Wednesday, September 22, 2010

Birthday #1

Dessi is going to turn 3 on October 13, but we decided to celebrate her birthday in August.

We have a pretty darned joyous kid to start with, but I have to say, I have never seen her so happy as she was at that party. It was one of the best days of my life as well; any happy day of Dessi's is a happy day of mine. The best part was that wasn't about the gifts (no gifts, please) or really even about her so much -- it was about celebrating! Friends! And playing tag and hide-and-seek and, for the adults, eating and drinking wine and laughing our tails off at all the amazing, sweet children in our lives.

And of course, what party would be complete without turning over the mesob and then popping out of it like a lady from a cake? (We adults looked up from our wine glasses and the kids were all doing this. Hilarious!)












There was also soooo much food and some cheesecakes







The last little boy in the picture is her best friend, Aidan. Everyone at the party was like, WHO is that sweet little boy?!?! He and Dessi completely adore each other. They dance together at our weekly farmers' market, they are playmates at school (many a time I would arrive to pick Dessi up from Montessori and she and Aidan would have their heads together in a corner somewhere or, my favorite, once they were in a distant field, he pulling her in a red wagon). Aidan brought Dessi a butterfly balloon for her birthday and he was just bursting at the seams to give it to her (she was napping for the first half hour). He is an amazingly open-hearted little boy. At one point during the party I was sitting with his parents and he was running with the other kids around the yard ... as he ran by us he shouted, "I"M HAVING FUN, MOM!!" Kids just slay me. His brother, Sam, is just as darling.

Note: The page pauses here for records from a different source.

PR #1570, opened 2023-10-04
Improve SCEP request handling

hslatman:
This PR:

*  Improves the logic for handling SCEP requests
* Adds a workaround for macOS SCEP clients sending weird GET PKIOperation messages

Apparently the macOS SCEP client sends a SCEP message in the query
that's not fully escaped. Only the base64 padding is escaped, the
'+' and '/' characters aren't.

This is a bit of a special case, because the macOS SCEP client
will default to using HTTP POST for the PKIOperation. But if the
CA is configured without the POSTPKIOperation capability, the
macOS SCEP client will use HTTP GET instead. This behavior might
be the same on iOS.

### DIFF
--- a/scep/api/api.go
+++ b/scep/api/api.go
@@ -171,10 +171,7 @@ func decodeRequest(r *http.Request) (request, error) {
 			}, nil
 		case opnPKIOperation:
 			message := query.Get("message")
-			if message == "" {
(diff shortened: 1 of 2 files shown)


maraino (approved):
lgtm

PR #1572, opened 2023-10-06
Allow for identity certificate signing (in sshSign) by skipping validators

dopey:
- skip urisValidator for identity certificate signing. Implemented by building the validator with the context in a hacky way.


maraino (approved):
lgtm, but we need to refactor this, adding something like an AuthirizeIdentity method in the provisioners that can be used to verify and create the identity certificate.

PR #1609, opened 2023-10-31
Change CommonName validator in JWK

maraino:
### Description

This commit changes the common name validator in the JWK provisioner to accept either the token subject or any of the sans in the token.

This PR allows admin tokens on RA to work with the changes in https://github.com/smallstep/certificates/pull/1608


hslatman (approved):
It does result in more values being accepted as the CN, but they've been validated before, so I guess it's OK.

PR #1427, opened 2024-11-26
incusd/instances_post: Fix cluster internal migrations

stgraber:
The StoragePool field should only be set if a full cross-pool migration is expected to occur. This isn't normally the case within a cluster when the pool name itself doesn't change.


presztak (approved):
LGTM

PR #1431, opened 2024-11-27
Add support for VGA console screenshots

### LINKED ISSUE #1419: Add support for VGA console screenshots
One feature that'd be quite useful for the web UI is the ability to show a screenshot of the current VGA console. This is particularly useful as only one user may be connected to the VM at any one time.

To do this, there is the `screendump` QMP command (https://qemu-project.gitlab.io/qemu/interop/qemu-qmp-ref.html#qapidoc-1550) which should be able to give us what we want. As we can't directly write to a file, we'll need to use our usual trick of sending a file over through QMP first, then once we know the slot number, have `screendump` dump its data through `/proc/self/fd/NUMBER`. We should try to request the screenshot be taken as a `png`. This has apparently been supported for a couple of years now.

On the client side, we should have this implemented by extending `GET /1.0/instances/NAME/console` to take a `?type=` variable, which if set to `vga` will then have us return the VGA console screenshot.

A rough list of expected changes are:
 - Allocate an API extension (`api: instance_console_screenshot`)
 - Add a binding for `screendump` in `internal/server/instance/drivers/qmp`
 - Add `ConsoleScreenshot` to the `VM` interface in `internal/server/instance`
 - Implement `ConsoleScreenshot` in `internal/server/instance/drivers/driver_qemu.go`
 - Extend `GET /1.0/instances/NAME/console` to take a `type` input variable (`cmd/incusd/instance_console.go`)
 - Re-generate the swagger metadata for previous change (`make update-api`)
 - Implement `type=vga` in the `GET /1.0/instances/NAME/console` handler

breml:
Resolves #1419

### DIFF
--- a/cmd/incusd/instance_console.go
+++ b/cmd/incusd/instance_console.go
@@ -533,9 +533,10 @@ func instanceConsolePost(d *Daemon, r *http.Request) response.Response {
 
 // swagger:operation GET /1.0/instances/{name}/console instances instance_console_get
 //
-//	Get console log
+//	Get console output
 //
-//	Gets the console log for the instance.
+//	Gets the console output for the instance either as text log or as vga
+//	screendump.
 //
 //	---
 //	produces:
@@ -546,14 +547,27 @@ func instanceConsolePost(d *Daemon, r *http.Request) response.Response {
 //	    description: Project name
 //	    type: string
 //	    example: default
+//	  - in: query
+//	    name: type
+//	    description: Console type
+//	    type: string
+//	    enum: [log, vga]
+//	    default: log
+//	    example: vga
 //	responses:
 //	  "200":
-//	     description: Raw console log
+//	     description: |
+//	       Console output either as raw console log or as vga screendump in PNG
+//	       format depending on the `type` parameter provided with the request.
 //	     content:
 //	       application/octet-stream:
 //	         schema:
 //	           type: string
 //	           example: some-text
+//	       image/png:
+//	         schema:
+//	           type: string
+//	           format: binary
 //	  "400":
 //	    $ref: "#/responses/BadRequest"
 //	  "403":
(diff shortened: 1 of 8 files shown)


breml:
@stgraber I don't think https://github.com/lxc/incus/actions/runs/12065465418/job/33644309917?pr=1431#step:14:21168 is related to my change, but it is maybe still something we would like to look into. On first sight, I can not see anything that is off with the use of the mutex in [func (g *Group) Start(ctx context.Context) {](https://github.com/breml/incus/blob/2eb09202d2f5565611d1ff2e1201eeb801483746/internal/server/task/group.go#L38).

The only thing I wonder is, if the usage of the wait group is correct in this code. I see, that we add all the tasks to the wait group in https://github.com/breml/incus/blob/2eb09202d2f5565611d1ff2e1201eeb801483746/internal/server/task/group.go#L46, but we do not always call [`wg.Done()`](https://github.com/breml/incus/blob/2eb09202d2f5565611d1ff2e1201eeb801483746/internal/server/task/group.go#L69), since it is not called with `defer` inside of the goroutine and we skip some tasks, if these are already in running state. Therefore I wonder, if `Start` might be called multiple times after adding more tasks. If so, we should only add the tasks to the wait group, that we have not yet added before, because otherwise we end up with a wait group, that will never be drained.

I wonder, if it would be better to rewrite `Start` like this:

```golang
// Start all the tasks in the group.
func (g *Group) Start(ctx context.Context) {
	// Lock access to the g.running and g.tasks map for the entirety of this function so that
	// concurrent calls to Start() or Add(0) don't race. This ensures all tasks in this group
	// are started based on a consistent snapshot of g.running and g.tasks.
	g.mu.Lock()
	defer g.mu.Unlock()

	ctx, g.cancel = context.WithCancel(ctx)

	if g.running == nil {
		g.running = make(map[int]bool)
	}

	for i := range g.tasks {
		if g.running[i] {
			continue
		}

		g.running[i] = true
		task := g.tasks[i] // Local variable for the closure below.
		g.wg.Add(1)

		go func(i int) {
			defer g.wg.Done()

			task.loop(ctx)

			// Ensure running map is updated before wait group Done() is called.
			g.mu.Lock()
			defer g.mu.Unlock()

			// FIXME: is this even possible?
			if g.running != nil {
				g.running[i] = false
			}
		}(i)
	}
}
```

I wonder, if it is even possible for `g.running` to be `nil` inside of the goroutine.

stgraber:
Code looks good, just had to tweak the commit structure to match what we normally do.

stgraber (approved):

PR #1445, opened 2024-12-01
incus: Improve completion for `file push` and `file pull`

montag451:
Completion for files inside instances is not provided as I don't know how to do it properly for the moment, the improvement concerns the fact that instances names are now returned as completion candidates. Before only local file names was provided.


stgraber (approved):

montag451:
@stgraber Can you rerun the checks please, I don't think my changes are responsible for the failure so running the checks again should fix the failure.

PR #1447, opened 2024-12-02
incusd/device/tpm: Wait for swtpm to be ready

stgraber:


internal/server/device/tpm.go
```diff
@@ -227,6 +227,9 @@ func (d *tpm) startVM() (*deviceConfig.RunConfig, error) {
 		return nil, fmt.Errorf("Failed to save swtpm state for device %q: %w", d.name, err)
 	}
 
+	// swtpm unfortunately isn't always immediately ready for QEMU...
+	time.Sleep(time.Second)
```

We are surrounded by aunties and good parents and sweet friends. It is a joy beyond words to have people like this with whom to celebrate.

Monday, September 20, 2010

Update from Addis

More pictures arrived last week -- the newest littlest one seems to be doing alright. She is absolutely precious. I have been trying not to look at photos or think too much about it -- just play it cool and bide my time until court opens (8 days!) and we can at least be moving toward a court date. Right now, we're not moving toward anything -- just floating, floating, waiting, waiting. Patience, patience.

She is 11 weeks and not quite 10 pounds. Teeny tiny! And yet the child has the head of a melon! She could grow to be six feet tall and her head would be fine just as it is. But as of now she is ... ten pounds. Can you imagine? I can't. I pick up things around the house that are ten pounds and I try to see what it is like to hold such a weight, such a small thing. It is like air. With such a fragile, tiny thing in tow I will no doubt return to creating worst-case scenarios for every room, vehicle or situation we encounter for the next several years. This will simply be my job, and I will not judge it this time around. (Oh, how things will be different this time! I will be calmer and more prepared! Less overwhelmed and worried! More present! Yes! Yes! Yes!)

As excited and impatient as we are to bring her home, I am also strangely calm and ... content. Our lives are gorgeous, and I'm finally getting enough sleep so that I can see it. We're balanced and easy and hitting our stride. Beyond any reasons I could list, our little family seems to be completely ... I don't know. Happy. Quietly happy, ebulliently happy. Happy sleepers, eaters, play dough designers, gardeners, bicycle riders, vehicle passengers. We even come out of time outs pretty happy.

We are very, very far from Square One. The poop, the laundry, the messes, the tied-down-to-a-schedule, I don't mind those things so much. The loss of sleep is what I fear. I really do. I'm a much better person with a solid niner each night, and I am no fool; I know I am not going to have one again for a really, really long time.

Nonetheless. I cannot wait for all ten pounds to be hoisted on my back forever. I can't wait to feel her weight on my chest as I sing her to sleep, I can't wait for the passing of hours and days and days again, and my being intertwined with another being too perfect and tiny for so many words. Of just gazing -- because for so long there will be no words -- and of knowing and conveying, This is how we are now. Forever. We are ready for her!!

Last night I tried to rock Dessi to sleep and have her rest her head on my chest the way she used to. She wanted nothing to do with it. Just Bounce me, mama and Sing me songs and Let's clap and wiggle! And then a swift hug and a kiss and off to bed. I see her moving away from us in this heartbreakingly beautiful way -- our bright, sweet, delicate light. She is strong and perfect and confident and I love it, but I miss her, too. I miss her needing me the way she used to.

Which is all a surprise to me. All that needing was sometimes a bit overwhelming, to tell the truth, and I kinda thought we were adopting again not to fill our needs but to give the universe back some of this love overflow -- because we are fat and happy and blessed. I can see now, though, that a second child won't soak up the leftover love; she will create more. Just seeing her pictures and thinking about her, I realize she already has. I think it will break my heart wide open forever.